Looking Back At The Past And Forward To The Future



As I’m certain you all know - irrespective of how you got to this page because I’ve been raving on about it on Twitter, Facebook and through good old-fashioned talking! - 7th-10th January was our London Adventure.  It all began back in August when Judith and I were lamenting never having seen any play with Robert Glenister in and we made an agreement that whenever his next play was announced we would make sure we got a chance to attend.  And then the rest is history.

Noises Off, the play we went to see at The Old Vic, was absolutely fantastic, made only slightly less than perfect by my ridiculous idea of wearing mascara… not good for someone who always cries when they laugh.  And I don’t mind admitting that the point in the play when I came most close to crying with hysterical laughter was the part with the cactus, although the whole second act had me giggling away.

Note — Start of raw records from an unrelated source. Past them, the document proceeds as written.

PR #165, opened 2018-12-28
Use docker-compose.yml as full deployment example

sliverc:
docker-compose.yml is already referenced on README.md to be used as an deployment example.

This change makes `docker-compose.yml` a self explaining example.

### DIFF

The trip was my first big adventure of 2012 - a year for which I already have high hopes, and none of them involving the Olympics.  I’m not in favour of New Year Resolutions as such, maybe because it shows up how most people lack a resolute mind, but I do have a set of aims that I would like to see fulfilled before the end of the year.  New Year is one of those occasions when people are happy to look to the future and forget the past.  I hope I never do that.

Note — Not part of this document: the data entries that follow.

PR #225, opened 2019-01-31
Use enum type for choices arguments

sliverc:
This change makes api more consistent that arguments and query node types use the same uppercase naming. It additionally allows also autocompletion for argument filters.

### DIFF
--- a/caluma/core/filters.py
+++ b/caluma/core/filters.py
@@ -11,6 +11,7 @@ from django.utils import translation
 from django_filters.constants import EMPTY_VALUES
 from django_filters.fields import ChoiceField
 from django_filters.rest_framework import (
+    ChoiceFilter,
     Filter,
     FilterSet,
     MultipleChoiceFilter,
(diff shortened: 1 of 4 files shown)


caluma/core/filters.py
```diff
@@ -263,3 +273,40 @@ def description(self):
...
+
+    name = to_camel_case(field.label)
+    choices = list(get_choices(field.choices))
+    named_choices = [(c[0], c[1]) for c in choices]
+    named_choices_descriptions = {c[0]: c[2] for c in choices}
+
+    class EnumWithDescriptionsType(object):
+        @property
+        def description(self):
+            return named_choices_descriptions[self.name]
```
czosel: Why the inline class definition?

caluma/core/filters.py
```diff
@@ -164,7 +165,16 @@ def __init__(self, label, *args, fields=tuple(), **kwargs):
 
 
 class FilterSet(GrapheneFilterSetMixin, FilterSet):
-    pass
+    @classmethod
+    def filter_for_lookup(cls, field, lookup_type):
+        filter_class, params = super().filter_for_lookup(field, lookup_type)
+        if issubclass(filter_class, ChoiceFilter):
+            meta = field.model._meta
+            # Prefixing newly created filter with Argument to avoid conflicts
```
czosel: Nitpick:
```suggestion
            # Postfixing newly created filter with Argument to avoid conflicts
```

My past is fundamental to who I am.

Tonight we watched Stand By Me, the film based on Stephen King’s novella The Body.  It puts a lump in my throat every time I watch it.  There is a part of us all that when we grow up longs to be a child again, an idea that has become particularly poignant in the last couple of years with the premature death of one of our fellow childhood adventurers.  It’s a cruel reality that we six who wandered off to launch Lego boats and face whatever perils may lay around the bend in the burn or along the track and over the hill armed with homemade bows and staffs, shall never meet up again and discuss or share stories about those “Good Old Days”.

But I would never want to go back to them.  The past is what it is, and it is that which shapes the future.  Even the happiest and most exciting moments of our past if we tried to recreate them would just be a disappointing echo of the original experience.  I’m beginning 2012 with a good, honest look back at what has come before in the certainty that it is undoubtedly what will forge the future.

So to lay my cards on the table here are some of my New Year Aims:

To enter at least one writing competition each month.
To keep my room tidy - ooops! I think I’ve failed that one already!
To put on a concert of pupils’ musical excellence.
To get everyone’s birthday presents to them before or on their birthday.
To read more.

My hope of running a music school?  Maybe next year.

I’ll be thinking back on the past and forward to the future with a smile on my face, because whatever happens, if you face it with a smile the burden is a little lighter, for you and the people who will undoubtedly stand beside you.

In the meantime, if you’re around London in the next couple of weeks go and see Noises Off (Judith’s review of the play is here).  If you’re not laughing hysterically by halfway through then you must have gone to the wrong theatre!